------ Recorded information
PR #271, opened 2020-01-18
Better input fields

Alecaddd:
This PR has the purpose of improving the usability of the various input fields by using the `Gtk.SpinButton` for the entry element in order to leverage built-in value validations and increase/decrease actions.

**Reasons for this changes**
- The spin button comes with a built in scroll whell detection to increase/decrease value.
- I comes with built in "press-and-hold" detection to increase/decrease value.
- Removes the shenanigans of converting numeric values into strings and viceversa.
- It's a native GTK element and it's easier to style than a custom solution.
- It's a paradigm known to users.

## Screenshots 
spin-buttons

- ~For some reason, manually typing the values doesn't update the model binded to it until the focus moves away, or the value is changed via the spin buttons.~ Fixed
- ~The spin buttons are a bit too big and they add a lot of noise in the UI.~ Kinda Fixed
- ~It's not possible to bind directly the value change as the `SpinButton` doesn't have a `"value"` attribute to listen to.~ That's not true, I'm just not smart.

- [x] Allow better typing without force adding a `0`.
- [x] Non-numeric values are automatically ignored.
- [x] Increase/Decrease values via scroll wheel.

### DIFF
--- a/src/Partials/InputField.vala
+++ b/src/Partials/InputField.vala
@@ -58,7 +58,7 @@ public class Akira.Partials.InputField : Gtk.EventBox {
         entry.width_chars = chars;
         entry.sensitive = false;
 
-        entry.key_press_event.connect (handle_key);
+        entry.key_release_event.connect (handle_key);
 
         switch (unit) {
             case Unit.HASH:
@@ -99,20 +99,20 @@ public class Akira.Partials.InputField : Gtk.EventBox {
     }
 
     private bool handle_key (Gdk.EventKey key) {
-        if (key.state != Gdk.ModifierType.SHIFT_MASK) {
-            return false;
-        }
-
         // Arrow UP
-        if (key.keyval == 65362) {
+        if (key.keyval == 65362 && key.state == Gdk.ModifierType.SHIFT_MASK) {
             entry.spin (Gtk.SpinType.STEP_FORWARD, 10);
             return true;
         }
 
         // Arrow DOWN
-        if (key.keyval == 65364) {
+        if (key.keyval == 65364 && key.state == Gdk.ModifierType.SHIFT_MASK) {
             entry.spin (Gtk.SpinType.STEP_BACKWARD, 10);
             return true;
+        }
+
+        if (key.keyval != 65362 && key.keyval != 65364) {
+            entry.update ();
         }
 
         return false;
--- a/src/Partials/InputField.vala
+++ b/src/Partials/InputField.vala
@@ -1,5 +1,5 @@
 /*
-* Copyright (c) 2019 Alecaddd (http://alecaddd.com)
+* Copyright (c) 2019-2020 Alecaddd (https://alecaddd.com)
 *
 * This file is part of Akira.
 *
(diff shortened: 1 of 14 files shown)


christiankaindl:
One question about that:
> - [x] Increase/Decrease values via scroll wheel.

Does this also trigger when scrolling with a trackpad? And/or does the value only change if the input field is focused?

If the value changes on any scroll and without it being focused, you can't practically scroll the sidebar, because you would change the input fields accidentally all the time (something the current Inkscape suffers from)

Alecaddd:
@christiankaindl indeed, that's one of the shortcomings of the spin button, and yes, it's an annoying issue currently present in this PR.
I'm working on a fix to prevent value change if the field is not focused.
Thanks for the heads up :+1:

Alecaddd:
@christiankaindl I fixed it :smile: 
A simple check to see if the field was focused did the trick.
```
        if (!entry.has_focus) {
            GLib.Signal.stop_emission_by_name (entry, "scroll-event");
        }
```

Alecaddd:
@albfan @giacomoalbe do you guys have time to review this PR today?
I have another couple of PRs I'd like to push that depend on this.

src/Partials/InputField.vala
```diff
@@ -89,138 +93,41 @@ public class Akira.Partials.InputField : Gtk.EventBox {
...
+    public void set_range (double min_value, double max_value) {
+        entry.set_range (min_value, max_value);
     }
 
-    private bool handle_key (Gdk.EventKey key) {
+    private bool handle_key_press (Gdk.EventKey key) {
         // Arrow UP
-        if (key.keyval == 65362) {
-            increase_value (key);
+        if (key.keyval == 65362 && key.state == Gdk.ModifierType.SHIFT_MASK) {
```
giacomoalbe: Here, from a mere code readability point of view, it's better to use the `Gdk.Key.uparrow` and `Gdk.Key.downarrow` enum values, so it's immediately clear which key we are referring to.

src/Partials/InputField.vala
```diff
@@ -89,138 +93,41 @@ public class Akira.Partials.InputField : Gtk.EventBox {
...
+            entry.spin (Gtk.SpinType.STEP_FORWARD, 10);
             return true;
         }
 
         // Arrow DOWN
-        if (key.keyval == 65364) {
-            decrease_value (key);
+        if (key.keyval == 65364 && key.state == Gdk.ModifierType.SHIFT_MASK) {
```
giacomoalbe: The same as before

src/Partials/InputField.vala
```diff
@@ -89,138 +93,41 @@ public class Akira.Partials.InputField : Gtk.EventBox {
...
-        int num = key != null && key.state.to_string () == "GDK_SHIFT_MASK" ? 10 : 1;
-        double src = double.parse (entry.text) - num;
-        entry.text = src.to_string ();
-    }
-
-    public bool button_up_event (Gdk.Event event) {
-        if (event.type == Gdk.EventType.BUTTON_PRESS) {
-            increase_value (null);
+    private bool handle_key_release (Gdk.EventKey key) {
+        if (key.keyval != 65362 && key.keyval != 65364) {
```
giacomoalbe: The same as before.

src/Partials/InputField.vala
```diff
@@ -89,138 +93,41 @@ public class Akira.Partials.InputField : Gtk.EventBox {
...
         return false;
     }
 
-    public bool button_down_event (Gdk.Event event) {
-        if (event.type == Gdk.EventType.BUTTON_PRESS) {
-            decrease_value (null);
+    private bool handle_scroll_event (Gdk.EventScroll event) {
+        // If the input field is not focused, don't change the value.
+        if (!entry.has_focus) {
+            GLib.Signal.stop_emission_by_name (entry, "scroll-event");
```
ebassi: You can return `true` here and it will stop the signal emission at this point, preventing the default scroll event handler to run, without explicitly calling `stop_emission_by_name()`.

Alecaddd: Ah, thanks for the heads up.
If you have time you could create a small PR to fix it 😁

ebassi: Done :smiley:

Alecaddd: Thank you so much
------------
The full set of records above must be retyped exactly.

PR #271, opened 2020-01-18
Better input fields

Alecaddd:
This PR has the purpose of improving the usability of the various input fields by using the `Gtk.SpinButton` for the entry element in order to leverage built-in value validations and increase/decrease actions.

**Reasons for this changes**
- The spin button comes with a built in scroll whell detection to increase/decrease value.
- I comes with built in "press-and-hold" detection to increase/decrease value.
- Removes the shenanigans of converting numeric values into strings and viceversa.
- It's a native GTK element and it's easier to style than a custom solution.
- It's a paradigm known to users.

## Screenshots 
spin-buttons

- ~For some reason, manually typing the values doesn't update the model binded to it until the focus moves away, or the value is changed via the spin buttons.~ Fixed
- ~The spin buttons are a bit too big and they add a lot of noise in the UI.~ Kinda Fixed
- ~It's not possible to bind directly the value change as the `SpinButton` doesn't have a `"value"` attribute to listen to.~ That's not true, I'm just not smart.

- [x] Allow better typing without force adding a `0`.
- [x] Non-numeric values are automatically ignored.
- [x] Increase/Decrease values via scroll wheel.

### DIFF
--- a/src/Partials/InputField.vala
+++ b/src/Partials/InputField.vala
@@ -58,7 +58,7 @@ public class Akira.Partials.InputField : Gtk.EventBox {
         entry.width_chars = chars;
         entry.sensitive = false;
 
-        entry.key_press_event.connect (handle_key);
+        entry.key_release_event.connect (handle_key);
 
         switch (unit) {
             case Unit.HASH:
@@ -99,20 +99,20 @@ public class Akira.Partials.InputField : Gtk.EventBox {
     }
 
     private bool handle_key (Gdk.EventKey key) {
-        if (key.state != Gdk.ModifierType.SHIFT_MASK) {
-            return false;
-        }
-
         // Arrow UP
-        if (key.keyval == 65362) {
+        if (key.keyval == 65362 && key.state == Gdk.ModifierType.SHIFT_MASK) {
             entry.spin (Gtk.SpinType.STEP_FORWARD, 10);
             return true;
         }
 
         // Arrow DOWN
-        if (key.keyval == 65364) {
+        if (key.keyval == 65364 && key.state == Gdk.ModifierType.SHIFT_MASK) {
             entry.spin (Gtk.SpinType.STEP_BACKWARD, 10);
             return true;
+        }
+
+        if (key.keyval != 65362 && key.keyval != 65364) {
+            entry.update ();
         }
 
         return false;
--- a/src/Partials/InputField.vala
+++ b/src/Partials/InputField.vala
@@ -1,5 +1,5 @@
 /*
-* Copyright (c) 2019 Alecaddd (http://alecaddd.com)
+* Copyright (c) 2019-2020 Alecaddd (https://alecaddd.com)
 *
 * This file is part of Akira.
 *
(diff shortened: 1 of 14 files shown)


christiankaindl:
One question about that:
> - [x] Increase/Decrease values via scroll wheel.

Does this also trigger when scrolling with a trackpad? And/or does the value only change if the input field is focused?

If the value changes on any scroll and without it being focused, you can't practically scroll the sidebar, because you would change the input fields accidentally all the time (something the current Inkscape suffers from)

Alecaddd:
@christiankaindl indeed, that's one of the shortcomings of the spin button, and yes, it's an annoying issue currently present in this PR.
I'm working on a fix to prevent value change if the field is not focused.
Thanks for the heads up :+1:

Alecaddd:
@christiankaindl I fixed it :smile: 
A simple check to see if the field was focused did the trick.
```
        if (!entry.has_focus) {
            GLib.Signal.stop_emission_by_name (entry, "scroll-event");
        }
```

Alecaddd:
@albfan @giacomoalbe do you guys have time to review this PR today?
I have another couple of PRs I'd like to push that depend on this.

src/Partials/InputField.vala
```diff
@@ -89,138 +93,41 @@ public class Akira.Partials.InputField : Gtk.EventBox {
...
+    public void set_range (double min_value, double max_value) {
+        entry.set_range (min_value, max_value);
     }
 
-    private bool handle_key (Gdk.EventKey key) {
+    private bool handle_key_press (Gdk.EventKey key) {
         // Arrow UP
-        if (key.keyval == 65362) {
-            increase_value (key);
+        if (key.keyval == 65362 && key.state == Gdk.ModifierType.SHIFT_MASK) {
```
giacomoalbe: Here, from a mere code readability point of view, it's better to use the `Gdk.Key.uparrow` and `Gdk.Key.downarrow` enum values, so it's immediately clear which key we are referring to.

src/Partials/InputField.vala
```diff
@@ -89,138 +93,41 @@ public class Akira.Partials.InputField : Gtk.EventBox {
...
+            entry.spin (Gtk.SpinType.STEP_FORWARD, 10);
             return true;
         }
 
         // Arrow DOWN
-        if (key.keyval == 65364) {
-            decrease_value (key);
+        if (key.keyval == 65364 && key.state == Gdk.ModifierType.SHIFT_MASK) {
```
giacomoalbe: The same as before

src/Partials/InputField.vala
```diff
@@ -89,138 +93,41 @@ public class Akira.Partials.InputField : Gtk.EventBox {
...
-        int num = key != null && key.state.to_string () == "GDK_SHIFT_MASK" ? 10 : 1;
-        double src = double.parse (entry.text) - num;
-        entry.text = src.to_string ();
-    }
-
-    public bool button_up_event (Gdk.Event event) {
-        if (event.type == Gdk.EventType.BUTTON_PRESS) {
-            increase_value (null);
+    private bool handle_key_release (Gdk.EventKey key) {
+        if (key.keyval != 65362 && key.keyval != 65364) {
```
giacomoalbe: The same as before.

src/Partials/InputField.vala
```diff
@@ -89,138 +93,41 @@ public class Akira.Partials.InputField : Gtk.EventBox {
...
         return false;
     }
 
-    public bool button_down_event (Gdk.Event event) {
-        if (event.type == Gdk.EventType.BUTTON_PRESS) {
-            decrease_value (null);
+    private bool handle_scroll_event (Gdk.EventScroll event) {
+        // If the input field is not focused, don't change the value.
+        if (!entry.has_focus) {
+            GLib.Signal.stop_emission_by_name (entry, "scroll-event");
```
ebassi: You can return `true` here and it will stop the signal emission at this point, preventing the default scroll event handler to run, without explicitly calling `stop_emission_by_name()`.

Alecaddd: Ah, thanks for the heads up.
If you have time you could create a small PR to fix it 😁

ebassi: Done :smiley:

Alecaddd: Thank you so much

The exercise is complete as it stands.